◆ **EXERCISE GOAL**
Only the lines running from the line with "is gitignore last-match-wins." to the end of the records below belong in the answer, each copied exactly.

Saved data entries:
........
Issue #5946, opened 2026-04-23
Auto-mark sibling ROS packages as source deps in pixi-build-ros


baszalmstra:
## Problem

When a ROS package built by `pixi-build-ros` depends on a sibling package in the same workspace, the build currently fails at host-environment resolution.

Concretely: `pixi-build-ros` reads `package.xml`, maps each `depend` / `build_depend` / `exec_depend` through RoboStack to a conda name like `ros-jazzy-foo`, and emits it as a host/build/run dependency in the generated recipe. When Pixi then resolves the host environment to actually build the package, it treats `ros-jazzy-foo` as a binary dependency and looks it up in the configured channels. If `foo` is a sibling workspace package that has never been published as a binary, that lookup fails and the build can't even start.

The only way to tell Pixi "this is a source dependency, build it from the sibling directory instead of looking it up as a binary" is to manually write a `pixi.toml` next to every package's `package.xml` with explicit path deps per requirement class, e.g.:

```toml
[package.host-dependencies]
my-sibling-package = { path = "../my-sibling-package" }

[package.build-dependencies]
my-codegen-sibling = { path = "../my-codegen-sibling" }

[package.run-dependencies]
my-runtime-sibling = { path = "../my-runtime-sibling" }
```

This has to be kept in sync with `package.xml` by hand, per-package, across potentially dozens of packages in a real ROS workspace. Miss one and the host env won't resolve. The [navigation2 / nav2_ros_common issue](<https://github.com/prefix-dev/pixi-build-backends/issues/355>) is a concrete instance: `nav2_ros_common` is a sibling, isn't in the distro, isn't in `robostack.yaml`, so there's no binary to resolve to.

## Proposal

`pixi-build-ros` discovers sibling ROS packages by scanning the workspace root for `package.xml` files, and for every `depend`-family entry in the current package that matches the name of a discovered sibling, automatically emits it as a **source** dependency (path-based) in the appropriate requirement class, instead of mapping it through RoboStack as a binary.

In other words, the backend auto-infers the `[package.host-dependencies]` / `[package.build-dependencies]` / `[package.run-dependencies]` path entries that users would otherwise have to write by hand in each package's `pixi.toml`.

[...]

PR #6182, opened 2026-05-22
feat(pixi-build-ros): discover sibling ROS packages + marker-driven workspace globbing

baszalmstra:
### Description

Two related changes that ship together:

1. **ROS sibling-package source dependency discovery.** `pixi-build-ros` walks the workspace root for `package.xml` files and emits any siblings declared in this package's `<depend>` tags as `source://` dependencies, so a workspace can build its own ROS packages from source without per-package manual wiring.

2. **Marker-driven workspace globbing.** A new optional `inputGlobSets` field on the backend protocol lets backends describe their inputs precisely (patterns, prune/leaf marker filenames like `COLCON_IGNORE`, hidden-folder handling, walk root). `pixi-build-ros` uses it to point pixi at the workspace root with marker semantics so pixi can re-walk it later for cache invalidation. Pixi dedupes identical walks across consumers within a single lock via a compute-engine key, so a 30-package ROS workspace walks itself once instead of 30 times.

The protocol field is additive and optional: older pixi continues to use the existing flat `inputGlobs` list and ignores `inputGlobSets`; newer pixi prefers the structured form when present.

What this enables: ROS workspaces with sibling source dependencies (the main motivation, [#5946](https://github.com/prefix-dev/pixi/issues/5946)).

### How Has This Been Tested?

`cargo check --workspace --tests` on Windows. Unit tests cover `GlobSet`'s marker dispatch, `InputGlobSet` serde round-trip, the workspace discovery walker, and the dispatcher's compute-engine walk key. Benchmarked against `F:\projects\issues\navigation2`: identical package set discovered.

### AI Disclosure

### Checklist:

### DIFF
--- a/crates/pixi_command_dispatcher/src/build_backend_metadata/mod.rs
+++ b/crates/pixi_command_dispatcher/src/build_backend_metadata/mod.rs
@@ -960,8 +960,9 @@ impl BuildBackendMetadataInner {
 struct RawCondaOutputs {
     /// The outputs as reported by the build backend.
     outputs: Vec<pixi_build_types::procedures::conda_outputs::CondaOutput>,
-    /// Globs of files from which the metadata was derived.
-    input_globs: std::collections::BinaryHeap<String>,
+    /// Globs of files from which the metadata was derived. Order matters:
+    /// pixi's `GlobSet` is gitignore last-match-wins.
+    input_globs: Vec<String>,
     /// Paths of files that match the input globs.
     input_files: std::collections::BTreeSet<PathBuf>,
     /// The timestamp of when the metadata was computed.
--- a/crates/pixi_command_dispatcher/src/build_backend_metadata/mod.rs
+++ b/crates/pixi_command_dispatcher/src/build_backend_metadata/mod.rs
@@ -3,7 +3,6 @@ use miette::Diagnostic;
 use once_cell::sync::Lazy;
 use pixi_build_discovery::CommandSpec;
 use pixi_build_types::procedures::conda_outputs::CondaOutputsParams;
-use pixi_glob::GlobSet;
 use pixi_record::{CanonicalSourceLocation, PinnedBuildSourceSpec, PinnedSourceSpec, VariantValue};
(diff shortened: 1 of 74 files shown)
........
◆ **WRITTEN SOLUTION**
+    /// pixi's `GlobSet` is gitignore last-match-wins.
+    input_globs: Vec<String>,
     /// Paths of files that match the input globs.
     input_files: std::collections::BTreeSet<PathBuf>,
     /// The timestamp of when the metadata was computed.
--- a/crates/pixi_command_dispatcher/src/build_backend_metadata/mod.rs
+++ b/crates/pixi_command_dispatcher/src/build_backend_metadata/mod.rs
@@ -3,7 +3,6 @@ use miette::Diagnostic;
 use once_cell::sync::Lazy;
 use pixi_build_discovery::CommandSpec;
 use pixi_build_types::procedures::conda_outputs::CondaOutputsParams;
-use pixi_glob::GlobSet;
 use pixi_record::{CanonicalSourceLocation, PinnedBuildSourceSpec, PinnedSourceSpec, VariantValue};
(diff shortened: 1 of 74 files shown)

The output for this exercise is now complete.